# WebCrawler



## TobiK (31. Dez 2010)

Hallo,
ich weiß, dass das das Java-Forum ist, aber ich habe trotzdem ne Frage zu JavaScript. Ich bin grade dabei einen Webcrawler zu schreiben, der erstmal nur alle Links der Seite ausließt und dann zufällig einen auswählt und diese neue Seite dann ladet und da die gleiche Funktion wieder aufruft. Es klappt schon alles ganz gut, nur weiß ich nicht wie ich mit JavaScript die Funktion neu aufrufen kann, wenn der Crawler eine neue Seite geladen hat.

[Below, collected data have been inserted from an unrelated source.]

PR #97, opened 2020-03-10
Fix 761 - Store and use the original ValueExpression

### LINKED ISSUE #761: CommandButtonSingleClick: Problem in Datatable

jepsar:
Fix https://github.com/primefaces-extensions/primefaces-extensions.github.com/issues/761 including EL

### DIFF
--- a/src/main/java/org/primefaces/extensions/renderer/CommandButtonSingleClickRenderer.java
+++ b/src/main/java/org/primefaces/extensions/renderer/CommandButtonSingleClickRenderer.java
@@ -42,7 +42,11 @@ public class CommandButtonSingleClickRenderer extends CommandButtonRenderer {
     }
 
     protected boolean isEligible(final CommandButton button) {
-        return button.isAjax() && button.isRendered() && !button.isDisabled() && !isConfirmation(button);
+        return button.isAjax()
+               && button.isRendered()
+               && button.getActionExpression() != null
+               && !button.isDisabled()
+               && !isConfirmation(button);
     }
 
     protected boolean isConfirmation(final CommandButton button) {
@@ -55,16 +59,8 @@ public class CommandButtonSingleClickRenderer extends CommandButtonRenderer {
     }
 
     protected String getAttributeValue(final FacesContext context, final CommandButton button, final String attribute) {
-        String key = "CommandButtonSingleClickRenderer:" + attribute;
-        ValueExpression ve = (ValueExpression) button.getAttributes().get(key);
-        if (ve == null) {
-            ve = button.getValueExpression(attribute);
-        }
-        if (ve != null) {
-            button.getAttributes().put(key, ve);
-            return (String) ve.getValue(context.getELContext());
-        }
-        return null;
+        ValueExpression ve = button.getValueExpression(attribute);
+        return ve == null ? null : (String) ve.getValue(context.getELContext());
     }
 
     protected String prefix(final String base, final String prefix) {
--- a/src/main/java/org/primefaces/extensions/renderer/CommandButtonSingleClickRenderer.java
+++ b/src/main/java/org/primefaces/extensions/renderer/CommandButtonSingleClickRenderer.java
@@ -16,10 +16,10 @@
 package org.primefaces.extensions.renderer;
 
 import java.io.IOException;
+import javax.el.ValueExpression;
 import javax.faces.context.FacesContext;
 import org.primefaces.component.commandbutton.CommandButton;
 import org.primefaces.component.commandbutton.CommandButtonRenderer;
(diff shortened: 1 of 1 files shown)


jepsar:
Wait.. I missed something else.. let me have another look at this tomorrow. I think the only thing that's currently missing is the `buildDomEvent` part.

src/main/java/org/primefaces/extensions/renderer/CommandButtonSingleClickRenderer.java
```diff
@@ -57,13 +54,17 @@ protected String getToggleJS(final String widgetVar, final boolean enabled) {
...
-        if (value != null) {
-            return value;
+    protected String getAttributeValue(final FacesContext context, final CommandButton button, final String attribute) {
+        String key = "CommandButtonSingleClickRenderer:" + attribute;
+        ValueExpression ve = (ValueExpression) button.getAttributes().get(key);
+        if (ve == null) {
+            ve = button.getValueExpression(attribute);
+        }
+        if (ve != null) {
+            button.getAttributes().put(key, ve);
```
jepsar: Don't think we need to store the expression. `button.getValueExpression(attribute)` should do.

src/main/java/org/primefaces/extensions/renderer/CommandButtonSingleClickRenderer.java
```diff
@@ -57,13 +54,17 @@ protected String getToggleJS(final String widgetVar, final boolean enabled) {
...
+            return (String) ve.getValue(context.getELContext());
```
jepsar: I think we must throw in `buildDomEvent` as used in the `commandButton` renderer.

src/main/java/org/primefaces/extensions/renderer/CommandButtonSingleClickRenderer.java
melloware: Did you test this out?  I was thinking the same thing that we need to store off the expression before it gets evaluated.

src/main/java/org/primefaces/extensions/renderer/CommandButtonSingleClickRenderer.java
melloware: Agreed.

src/main/java/org/primefaces/extensions/renderer/CommandButtonSingleClickRenderer.java
jepsar: No, didn't test this yet. I was going to.

jepsar: Yeah, we don't need to store them.

src/main/java/org/primefaces/extensions/renderer/CommandButtonSingleClickRenderer.java
jepsar: Sorry for the fuzz, it was too late to code yesterday 😄. `buildDomEvent` will be handled when we call `super.encodeMarkup(context, button);`.

src/main/java/org/primefaces/extensions/renderer/CommandButtonSingleClickRenderer.java
```diff
@@ -29,23 +29,24 @@
...
             button.setOncomplete(prefix(onComplete, getToggleJS(widgetVar, true)));
         }
         super.encodeMarkup(context, button);
     }
 
     protected boolean isEligible(final CommandButton button) {
-        return button.isAjax() && button.isRendered() && !button.isDisabled() && !isConfirmation(button);
+        return button.isAjax()
+               && button.isRendered()
+               && button.getActionExpression() != null
```
jepsar, line 47: @melloware this will prevent the issue you found earlier today.

melloware:
I am going to merge and test some more.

Ich hoffe ihr versteht was ich meine und bin sehr dankbar für (gute) Antworten. 
Danke schonmal im Voraus
TobiK


----------



## XHelp (31. Dez 2010)

Warum schreibst du einen Crawler in JS? oO Wo ist der Sinn daran?


----------



## TobiK (31. Dez 2010)

Der Sinn dadran ist, dass ich grad ein 800 Seiten Javascript/Ajax Buch durch habe und mir selbst ne Aufgabe gestellt habe, die für ein späteres Projekt eventuell mal nützlich sein könnte. 
Er funktioniert ja schon auf auf einer Seite, er trägt auch alle Daten schön in die DB ein, nur eben nach der zufälligen Weiterleitung auf eine andere Seite, kann ich diese Funktion nichtmehr aufrufen. Weiß jemand von euch weiter?


----------



## TobiK (31. Dez 2010)

Der neuste Stand ist jetzt, dass ich das Probelm jetzt intern gelöst habe, aber wenn es auf einen externen Link zugreifen soll (Google) funktioniert es nicht. Weiß jemand, ob es da so eine Art Sperre oder ähnliches gibt?

Ein forhes neues Jahr an alle! Ich geh auch mal feiern


----------



## planetenkiller (31. Dez 2010)

Same Origin Policy ? Wikipedia


----------